Allerdings lässt Wacker seine Klimaziele auch durch die sogenannte Science Based Targets Initiative (SBTi) prüfen, diese gilt bei der Feststellung, ob Klimaziele von Unternehmen im Einklang mit dem Pariser Abkommen stehen, als anerkannte Autorität. Die SBTi bestätigt, dass Wackers Klimastrategie mit dem Ziel eines weltweiten Temperaturanstiegs um maximal 1,5 Grad Celsius übereinstimmt und somit konform mit dem Pariser Klimaschutzabkommen ist.

Wacker Chemie liefert Polysilizium für die Solar- und Halbleiterindustrie. / Foto: Pixabay
Für 2030 hat sich der Konzern Etappenziele gesetzt, die er 2021 verschärfte. Diese sehen etwa eine Halbierung der Treibhausgase im Vergleich zu 2020 vor und eine Reduzierung von Energieverbrauch und Wasserentnahme um jeweils 15 Prozent. Außerdem sollen bis 2030 nur noch Lieferanten genutzt werden, deren Klimaziele ebenfalls durch die SBTi geprüft sind.
Im letzten Geschäftsjahr hat Wacker neue Rekorde bei Umsatz und Gewinn erzielt. Nach vorläufigen Zahlen stieg der Umsatz um 32 Prozent auf 8,2 Milliarden Euro. Der Nettogewinn kletterte um 55 Prozent auf 1,3 Milliarden Euro. Die Dividende für 2022 will der Konzern um 50 Prozent auf 12 Euro je Aktie erhöhen.
Kurs und Ergebnisse schwanken
Den größten Zuwachs erlebte das Polysilizium-Geschäft mit der Chip- und Solarindustrie mit einem Umsatzplus von 50 Prozent. Belastungen durch die Inflation und steigende Energiekosten hat Wacker im vergangenen Jahr mit deutlichen Preiserhöhungen ausgeglichen.

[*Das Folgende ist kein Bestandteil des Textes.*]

PR #3696, opened 2022-01-13
Added logging of origin of secrets

EzzhevNikita:
By this PR we are adding logic that allows logging the origin of a secret while registering it in secret masker service.
What done:
* Added _LoggedSecretMasker_ that is based on original SecretMasker and extended it to allow logging of secrets' origins registration.
* All the places where we are registering secrets with the AddValue method were replaced with the AddValue method with additional logging.

### DIFF
--- a/src/Agent.Sdk/Util/LoggedSecretMasker.cs
+++ b/src/Agent.Sdk/Util/LoggedSecretMasker.cs
@@ -58,14 +58,12 @@ namespace Agent.Sdk.Util
                 this.Trace($"Value is empty.");
                 return;
             }
-            this.Trace($"Length: {value.Length}.");
             this._secretMasker.AddValue(value);
         }
 
         public void AddValueEncoder(ValueEncoder encoder, string origin)
         {
             this.Trace($"Setting up value for origin: {origin}");
-            this.Trace($"Length: {encoder.ToString().Length}.");
             if (encoder == null)
             {
                 this.Trace($"Encoder is empty.");
--- a/src/Agent.Sdk/Util/LoggedSecretMasker.cs
+++ b/src/Agent.Sdk/Util/LoggedSecretMasker.cs
@@ -1,0 +1,95 @@
+using Microsoft.TeamFoundation.DistributedTask.Logging;
+using System;
+using System.Collections.Generic;
+using System.Text;
+using System.Text.RegularExpressions;
+
+namespace Agent.Sdk.Util
+{
+    public class LoggedSecretMasker : ISecretMasker
+    {
+        private ISecretMasker _secretMasker;
+        private ITraceWriter _trace;
+
+        private void Trace(string msg)
+        {
+            if (this._trace != null)
+            {
+                this._trace.Info($"[DEBUG INFO]{msg}");
+            }
+        }
+        public LoggedSecretMasker(ISecretMasker secretMasker)
+        {
+            this._secretMasker = secretMasker;
+        }
+
+        public void setTrace(ITraceWriter trace)
+        {
+            this._trace = trace;
+        }
+
+        public void AddRegex(string pattern)
+        {
+            this.AddRegex(pattern, "Unknown");
+        }
+
+        public void AddRegex(string pattern, string origin)
+        {
+            var regex = new Regex(pattern);
+            var match = regex.Match("1");
+            this.Trace($"Setting up regex for origin: {origin}.");
+            if (pattern == null)
+            {
+                this.Trace($"Pattern is empty.");
+                return;
+            }
+            this.Trace($"Length: {pattern.Length}.");
+
+            this._secretMasker.AddRegex(pattern);
+        }
+
+        public void AddValue(string value)
+        {
+            this.AddValue(value, "Unknown");
+        }
+
+        public void AddValue(string value, string origin)
+        {
+            this.Trace($"Setting up value for origin: {origin}");
+            if (value == null)
+            {
+                this.Trace($"Value is empty.");
+                return;
+            }
+            this.Trace($"Length: {value.Length}.");
+            this._secretMasker.AddValue(value);
+        }
+
+        public void AddValueEncoder(ValueEncoder encoder, string origin)
+        {
+            this.Trace($"Setting up value for origin: {origin}");
+            this.Trace($"Length: {encoder.ToString().Length}.");
+            if (encoder == null)
+            {
+                this.Trace($"Encoder is empty.");
+                return;
+            }
+            this._secretMasker.AddValueEncoder(encoder);
+        }
+
+        public void AddValueEncoder(ValueEncoder encoder)
+        {
+            this.AddValueEncoder(encoder, "Unknown");
+        }
+
+        public ISecretMasker Clone()
+        {
+            return this._secretMasker.Clone();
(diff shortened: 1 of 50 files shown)


src/Microsoft.VisualStudio.Services.Agent/HostContext.cs
```diff
@@ -28,7 +29,7 @@ public interface IHostContext : IDisposable, IKnobValueContext
         StartupType StartupType { get; set; }
         CancellationToken AgentShutdownToken { get; }
         ShutdownReason AgentShutdownReason { get; }
-        ISecretMasker SecretMasker { get; }
+        LoggedSecretMasker SecretMasker { get; }
```
DaniilShmelev, line 32: Why did the return type change? Wouldn't returning an interface be better here?

DaniilShmelev: Same in other places in this class

src/Agent.Sdk/Util/LoggedSecretMasker.cs
```diff
@@ -0,0 +1,74 @@
...
+using System.Text.RegularExpressions;
+
+namespace Agent.Sdk.Util
+{
+    /// <summary>
+    /// Extended secret masker service, that allows to log origins of secrets
+    /// </summary>
+    public class LoggedSecretMasker : ISecretMasker
+    {
+        private ISecretMasker _secretMasker;
```
DaniilShmelev, line 14: Maybe inheritance would be better here? Seems like a lot of methods just call the ones from `ISecretMasker`.
If there are advantages to using composition here I'm all for it.

src/Agent.Sdk/Util/LoggedSecretMasker.cs
```diff
@@ -0,0 +1,74 @@
...
+            this._trace?.Info($"[DEBUG INFO]{msg}");
+        }
+
+        public LoggedSecretMasker(ISecretMasker secretMasker)
+        {
+
+            this._secretMasker = secretMasker;
+        }
+
+        public void setTrace(ITraceWriter trace)
```
anatolybolshakov, line 28: Nit: methods naming looks inconsistent

src/Agent.Sdk/Util/LoggedSecretMasker.cs
```diff
@@ -0,0 +1,74 @@
...
+    /// Extended secret masker service, that allows to log origins of secrets
+    /// </summary>
+    public class LoggedSecretMasker : ISecretMasker
+    {
+        private ISecretMasker _secretMasker;
+        private ITraceWriter _trace;
+
+        private void Trace(string msg)
+        {
+            this._trace?.Info($"[DEBUG INFO]{msg}");
```
anatolybolshakov, line 19: Do we really need this prefix? I just used this in original draft changes for debug purpose only

src/Agent.Sdk/Util/LoggedSecretMasker.cs
```diff
@@ -0,0 +1,74 @@
...
+            {
+                this.Trace($"Value is empty.");
+                return;
+            }
+            this._secretMasker.AddValue(value);
+        }
+
+        public void AddRegex(string pattern)
+        {
+            this._secretMasker.AddRegex(pattern);
```
anatolybolshakov, line 56: Please add for other methods (regex, valueencoder) as well

src/Agent.Worker/Worker.cs
```diff
@@ -189,7 +190,7 @@ private void InitializeSecretMasker(Pipelines.AgentJobRequestMessage message)
                 {
                     if (!string.IsNullOrEmpty(keyValuePair.Value) && MaskingUtil.IsEndpointAuthorizationParametersSecret(keyValuePair.Key))
                     {
-                        HostContext.SecretMasker.AddValue(keyValuePair.Value);
+                        HostContext.SecretMasker.AddValue(keyValuePair.Value, keyValuePair.Key);
```
anatolybolshakov, line 193: Could it make sense to specify in message here also - that it comes as service endpoint field value? I think only key value does not make much more verbose

anatolybolshakov:
Could you please update the following AddValue calls as well?
JobExtension.cs:147
Variables.cs:414
Variables.cs:573
EnvironmentCapabilitiesProvider.cs:92

src/Agent.Sdk/Util/LoggedSecretMasker.cs
EzzhevNikita: Yeah, it could be removed

src/Agent.Worker/Worker.cs
EzzhevNikita: added

src/Agent.Sdk/Util/LoggedSecretMasker.cs
```diff
@@ -0,0 +1,74 @@
...
+        }
+
+        public void AddValueEncoder(ValueEncoder encoder)
+        {
+            this._secretMasker.AddValueEncoder(encoder);
+        }
+
+        public ISecretMasker Clone()
+        {
+            return this._secretMasker.Clone();
```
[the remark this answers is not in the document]
EzzhevNikita: Yes, you are right, it is incorrect behavior, fixed it.

src/Microsoft.VisualStudio.Services.Agent/HostContext.cs
EzzhevNikita: Generally yes, it will be better. But since I am using not exactly the `ISecretMasker` interface, I have added a new one - `ILoggedSecretMasker`, which extends the behavior of `ISecretMaslker ` interface and I replaced all the entries of `ISecretMasker` to `ILoggedSecretMasker`.

src/Agent.Sdk/Util/LoggedSecretMasker.cs
EzzhevNikita: Truly speaking I don't see any advantages of using inheritance here. In any way, it will require us to override the original methods of SecretMasker in this class, but also it will bring higher coupling of components since we will depend on the particular implementation of `ISecretMasker` interface.

DaniilShmelev (approved):

src/Agent.Sdk/Util/LoggedSecretMasker.cs
```diff
@@ -0,0 +1,107 @@
...
+        /// <param name="origin">Origin of the secret</param>
+        public void AddValue(string value, string origin)
+        {
+            this.Trace($"Setting up value for origin: {origin}");
+            if (value == null)
+            {
+                this.Trace($"Value is empty.");
+                return;
+            }
+            this._secretMasker.AddValue(value);
```
anatolybolshakov, line 50: Nit: could it make sense to call AddValue(pattern) instead - to avoid duplication?

anatolybolshakov (approved):
LGTM, thanks! Please take a look at the comments also

src/Agent.Sdk/Util/LoggedSecretMasker.cs
EzzhevNikita: Yep, I updated code by your suggestion

PR #3698, opened 2022-01-14
Add simple support of Mariner OS distribution to installdependencies.sh

EzzhevNikita:
This PR is adding simple support of Mariner OS distribution to installdependencies.sh script.
To execute agent on Mariner OS distribution requires additional installation of _icu_ package, so it was added step for installing this lib for the case when Mariner OS was detected as host OS.

Tested changes on a local installation of Mariner OS. It was tested case of agent setup on a clean OS. With updated installdependencies.sh script agent was successfully set up and was able to connect to the ADO organization. 
Instruction for an installation could be found [here](https://github.com/microsoft/CBL-Mariner/blob/1.0/toolkit/docs/quick_start/quickstart.md#prepare-vm)
ISO image of OS is [here](https://aka.ms/mariner-1.0-x86_64-iso)

### DIFF
--- a/src/Misc/layoutbin/installdependencies.sh
+++ b/src/Misc/layoutbin/installdependencies.sh
@@ -57,8 +57,8 @@ then
         echo "--------Debian Version--------"
         cat /etc/debian_version
         echo "------------------------------"
-
-        # prefer apt over apt-get
+        
+        # prefer apt over apt-get        
         command -v apt
         if [ $? -eq 0 ]
         then
@@ -177,7 +177,7 @@ then
                         print_errormessage
                         exit 1
                     fi
-                fi
+                fi       
 
                 dnf install -y lttng-ust krb5-libs zlib libicu
                 if [ $? -ne 0 ]
@@ -197,7 +197,7 @@ then
             then
                 yum install -y openssl-libs krb5-libs zlib libicu
                 if [ $? -ne 0 ]
-                then 
+                then                    
                     echo "'yum' failed with exit code '$?'"
                     print_errormessage
                     exit 1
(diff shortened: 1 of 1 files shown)


src/Misc/layoutbin/installdependencies.sh
```diff
@@ -257,6 +256,28 @@ then
...
+        then
+            echo "The current OS is Mariner based"
+            echo "--------Mariner Version--------"
+            cat /etc/mariner-release
+            echo "------------------------------"
+
+            command -v yum
+            if [ $? -eq 0 ]
+                then
+                yum install -y icu
```
DaniilShmelev, line 269: Is this the only dependency we need to install on this OS?
As I can see on other OSs we install openssl/lttng-ust/...

EzzhevNikita: Yes, it is enough for Mariner OS. I have tested it and didn't mention any other dependencies that should be installed.

src/Misc/layoutbin/installdependencies.sh
```diff
@@ -257,6 +256,28 @@ then
                 print_errormessage
                 exit 1
             fi
+        elif [ -e /etc/mariner-release ]
+        then
+            echo "The current OS is Mariner based"
```
DaniilShmelev, line 261: On [line 10](https://github.com/microsoft/azure-pipelines-agent/pull/3698/files#R10), there's a small description of how different OSs are detected. Could you please also add a note about Mariner OS there?

DaniilShmelev (approved):
LGTM but take a look at the comment

anatolybolshakov (approved):

anatolybolshakov:
@EzzhevNikita seems like checks failed - could you please take a look?

EzzhevNikita:
> @EzzhevNikita seems like checks failed - could you please take a look?

Failures caused by outdated dotnet-install script, I created PR to address this problem.

PR #3699, opened 2022-01-14
Don't allow a cache failure to fail builds

NoDataAvailable:


src/Agent.Plugins/PipelineCache/PipelineCacheServer.cs
```diff
@@ -99,15 +99,39 @@ public PipelineCacheServer(AgentTaskPluginExecutionContext context)
...
+                try
+                {
+                    _ = await pipelineCacheClient.CreatePipelineCacheArtifactAsync(
+                        options,
+                        cancellationToken,
+                        cacheRecord);
+                }
+                catch
+                {
+                    context.Output($"Failed to cache item.");
```
b-barthel, line 121: Is there any way to capture this in our telemetry (that there was a failure and we skipped it).  We will want to track these.

b-barthel (approved):

src/Agent.Plugins/PipelineCache/PipelineCacheServer.cs
NoDataAvailable: The call to `PublishTelemetry` below with the `cacheRecord` should include captured exception info.

EzzhevNikita (approved):

carl-tanner (approved):

PR #3703, opened 2022-01-18
Dump Agent Azure VM extension logs

DenisRumyantsev:
**Description:**
This pull request adds archived Agent Azure VM extension logs to the `_diag` folder and to the build (pipeline run) logs.

**Changelog:**
* `src\Agent.Worker\DiagnosticLogManager.cs` — the `DumpAgentExtensionLogs` method implemented
  and used in the `UploadDiagnosticLogsAsync` method

Changes have been tested manually end-to-end.

For this purpose, the `agent.diagnostic` variable was set to `true`, and several folders have been created inside the directory
`C:\WindowsAzure\Logs\Plugins\Microsoft.VisualStudio.Services.TeamServicesAgent`:

image

Here is the archive with the Agent Azure VM extension logs inside the `<agent>\_diag` folder (after the pipeline has been run):

image

This is the same archive inside the downloaded build (pipeline run) logs:

image

The content was uploaded successfully from the extension logs folder to the agent diagnostic logs folder and to the build logs.

### DIFF
--- a/src/Agent.Worker/DiagnosticLogManager.cs
+++ b/src/Agent.Worker/DiagnosticLogManager.cs
@@ -174,7 +174,16 @@ namespace Microsoft.VisualStudio.Services.Agent.Worker
 
             try
             {
-                DumpAgentExtensionLogs(executionContext, supportFilesFolder, jobStartTimeUtc);
+                executionContext.Debug("Starting dumping Agent Azure VM extension logs.");
+                bool logsSuccessfullyDumped = DumpAgentExtensionLogs(executionContext, supportFilesFolder, jobStartTimeUtc);
+                if (logsSuccessfullyDumped)
+                {
+                    executionContext.Debug("Agent Azure VM extension logs successfully dumped.");
+                }
+                else
+                {
+                    executionContext.Debug("Agent Azure VM extension logs not found. Skipping.");
+                }
             }
             catch (Exception ex)
             {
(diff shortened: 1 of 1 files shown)


DaniilShmelev (approved):

src/Agent.Worker/DiagnosticLogManager.cs
```diff
@@ -198,6 +208,54 @@ public sealed class DiagnosticLogManager : AgentService, IDiagnosticLogManager
             executionContext.Debug("Diagnostic file upload complete.");
         }
 
+        // Dumping Agent Azure VM extension logs to the support files folder.
+        private void DumpAgentExtensionLogs(IExecutionContext executionContext, string supportFilesFolder, DateTime jobStartTimeUtc)
```
anatolybolshakov, line 212: Please use the /// format

src/Agent.Worker/DiagnosticLogManager.cs
```diff
@@ -198,6 +208,54 @@ public sealed class DiagnosticLogManager : AgentService, IDiagnosticLogManager
...
+        {
+            executionContext.Debug("Starting dumping agent extension logs.");
+
+            string pathToLogs = null;
+            string archiveName = null;
+            string timestamp = jobStartTimeUtc.ToString("yyyyMMdd-HHmmss");
+
+            if (PlatformUtil.RunningOnWindows)
+            {
+                string pathToVersions = "C:\\WindowsAzure\\Logs\\Plugins\\Microsoft.VisualStudio.Services.TeamServicesAgent";
```
anatolybolshakov, line 222: Nit: please fix naming - would something like pathToPluginVersions be more readable?

anatolybolshakov:
@DenisRumyantsev please describe what testing has been done

src/Agent.Worker/DiagnosticLogManager.cs
alexander-smolyakov, line 222: Could it make sense to extract hardcoded paths to the `internal static class`?

For reference: 
https://github.com/microsoft/azure-pipelines-agent/blob/3e4c9478b01e3bff5c5a15ca22bf45dc3fbe17f2/src/Agent.Worker/TaskDecoratorManager.cs#L89-L93

src/Agent.Worker/DiagnosticLogManager.cs
```diff
@@ -198,6 +208,54 @@ public sealed class DiagnosticLogManager : AgentService, IDiagnosticLogManager
...
+                if (Directory.Exists(pathToVersions))
```
alexander-smolyakov, line 223: Could you please add a debug message if the target folder with logs will not be found on Azure VM?

src/Agent.Worker/DiagnosticLogManager.cs
```diff
@@ -198,6 +208,54 @@ public sealed class DiagnosticLogManager : AgentService, IDiagnosticLogManager
...
+                {
+                    string[] subDirs = Directory.GetDirectories(pathToVersions).Select(dir => dir.Split("\\").Last()).ToArray();
+                    Version[] versions = subDirs.Select(dir => new Version(dir)).ToArray();
+                    Version maxVersion = versions.Max();
+                    pathToLogs = Path.Combine(pathToVersions, maxVersion.ToString());
```
alexander-smolyakov, line 228: Just to clarify: I originally thought that we will need to apply this filtering for both Windows and Linux systems. Does this mean that on Linux the extension doesn't create a subfolder with a version name? If this is a case, could you please add code comments about this difference?

src/Agent.Worker/DiagnosticLogManager.cs
```diff
@@ -198,6 +208,54 @@ public sealed class DiagnosticLogManager : AgentService, IDiagnosticLogManager
...
+                }
+                archiveName = $"AgentWindowsExtensionLogs-{timestamp}-utc.zip";
+            }
+
+            if (PlatformUtil.RunningOnLinux)
```
alexander-smolyakov, line 233:
```suggestion
            else if (PlatformUtil.RunningOnLinux)
```

src/Agent.Worker/DiagnosticLogManager.cs
```diff
@@ -198,6 +208,54 @@ public sealed class DiagnosticLogManager : AgentService, IDiagnosticLogManager
...
+            {
+                pathToLogs = "/var/log/azure/Microsoft.VisualStudio.Services.TeamServicesAgentLinux";
+                archiveName = $"AgentLinuxExtensionLogs-{timestamp}-utc.zip";
+            }
+
+            if (Directory.Exists(pathToLogs))
```
alexander-smolyakov, line 239: Instead of several checks on folder existence could it make more sense to check that the target folder exists only one time at the beginning method work?

src/Agent.Worker/DiagnosticLogManager.cs
```diff
@@ -198,6 +208,54 @@ public sealed class DiagnosticLogManager : AgentService, IDiagnosticLogManager
...
+            {
+                executionContext.Debug($"Path to agent extension logs: {pathToLogs}");
+
+                string archivePath = Path.Combine(HostContext.GetDirectory(WellKnownDirectory.Diag), archiveName);
+                executionContext.Debug($"Archiving agent extension logs to: {archivePath}");
+                ZipFile.CreateFromDirectory(pathToLogs, archivePath);
+
+                string copyPath = Path.Combine(supportFilesFolder, archiveName);
+                executionContext.Debug($"Copying archived agent extension logs to: {copyPath}");
+                File.Copy(archivePath, copyPath);
```
alexander-smolyakov, line 249: Should we also remove the archive that was created by the pipeline agent in `archivePath`? Or at least use the `move` method instead of `copy`?

src/Agent.Worker/DiagnosticLogManager.cs
```diff
@@ -198,6 +208,54 @@ public sealed class DiagnosticLogManager : AgentService, IDiagnosticLogManager
             executionContext.Debug("Diagnostic file upload complete.");
         }
 
+        // Dumping Agent Azure VM extension logs to the support files folder.
+        private void DumpAgentExtensionLogs(IExecutionContext executionContext, string supportFilesFolder, DateTime jobStartTimeUtc)
+        {
+            executionContext.Debug("Starting dumping agent extension logs.");
+
+            string pathToLogs = null;
+            string archiveName = null;
```
alexander-smolyakov, line 217:
```suggestion
            string pathToLogs = string.Empty;
            string archiveName = string.Empty;
```

alexander-smolyakov (commented):
Please take a look at the comments below:

src/Agent.Worker/DiagnosticLogManager.cs
DenisRumyantsev: Refactored so that the `Directory.Exists` method is used once
(either in the `PlatformUtil.RunningOnWindows` case or in the `PlatformUtil.RunningOnLinux` case).

src/Agent.Worker/DiagnosticLogManager.cs
DenisRumyantsev: I suggest leaving the Agent Azure VM Extension logs in the `_diag` folder by analogy with the EventViewer logs.

anatolybolshakov (approved):

alexander-smolyakov (approved):

PR #3711, opened 2022-01-21
Add null check for _jobServerQueue

max-zaytsev:
Added null check for the job server queue in the UpadteMetadata method.

In rare cases, the agent receives a Metadata update message from the server when the job completes and the _jobServerQueue has already been [set](https://github.com/microsoft/azure-pipelines-agent/blob/b54fc601f9bd194b92e02d12b1a24869600a8657/src/Agent.Worker/JobRunner.cs#L469) to null. So the user can see the null refference exception in the pipeline logs:

Снимок экрана 2022-01-21 в 19 45 37

In the worker logs we can see the following:
```
[2022-01-19 00:54:54Z INFO JobRunner] Shutting down the job server queue.
...
[2022-01-19 00:55:08Z INFO JobServerQueue] All queue process tasks have been stopped, and all queues are drained.
...
[2022-01-19 00:55:08Z INFO JobRunner] Raising job completed event.
[2022-01-19 00:55:08Z INFO Worker] Metadata update message received.
[2022-01-19 00:55:08Z ERR  Program] System.NullReferenceException: Object reference not set to an instance of an object.
   at Microsoft.VisualStudio.Services.Agent.Worker.JobRunner.UpdateMetadata(JobMetadataMessage message)
   at Microsoft.VisualStudio.Services.Agent.Worker.Worker.RunAsync(String pipeIn, String pipeOut)
   at Microsoft.VisualStudio.Services.Agent.Worker.Program.MainAsync(IHostContext context, String[] args)
```

This PR should fix this issue

### DIFF
--- a/src/Agent.Worker/JobRunner.cs
+++ b/src/Agent.Worker/JobRunner.cs
@@ -343,7 +343,10 @@ namespace Microsoft.VisualStudio.Services.Agent.Worker
         {
             if (message.PostLinesFrequencyMillis.HasValue)
             {
-                _jobServerQueue.UpdateWebConsoleLineRate(message.PostLinesFrequencyMillis.Value);
+                if (_jobServerQueue != null)
+                {
+                    _jobServerQueue.UpdateWebConsoleLineRate(message.PostLinesFrequencyMillis.Value);
+                }
             }
         }
 


anatolybolshakov:
@max-zaytsev could you please cover it by L0 tests also?

src/Agent.Worker/JobRunner.cs
```diff
@@ -343,7 +343,10 @@ public void UpdateMetadata(JobMetadataMessage message)
         {
             if (message.PostLinesFrequencyMillis.HasValue)
```
AndreyIvanov42, line 344:
```suggestion
            if (message.PostLinesFrequencyMillis.HasValue && _jobServerQueue != null)
```

AndreyIvanov42 (approved):

anatolybolshakov:
@max-zaytsev please share manual test results as well

anatolybolshakov (approved):

EzzhevNikita (approved):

Aber: Für das aktuelle Geschäftsjahr 2023 rechnet Wacker mit deutlichen Einbußen beim Ergebnis. In den ersten beiden Monaten des Jahres sei die Nachfrage in einer Vielzahl von Abnehmerbranchen zurückgegangen, wie das Unternehmen bei der Veröffentlichung der Jahreszahlen 2022 erklärte.
Wacker setzt nach eigenen Angaben nun besonders auf margenstarke Spezialprodukte. Im März sehe es mit Blick auf die Bestellungen schon besser aus als noch im Januar und Februar, hieß es zuletzt.
In den letzten beiden Jahren konnte Wacker Umsatz und Gewinn steigern, zuvor schwankten die Gewinne immer wieder deutlich. Gleiches galt für den Aktienkurs: Auf drei Jahre gesehen ist die Aktie 242 Prozent im Plus, auf fünf Jahre sind es lediglich 12,5 Prozent.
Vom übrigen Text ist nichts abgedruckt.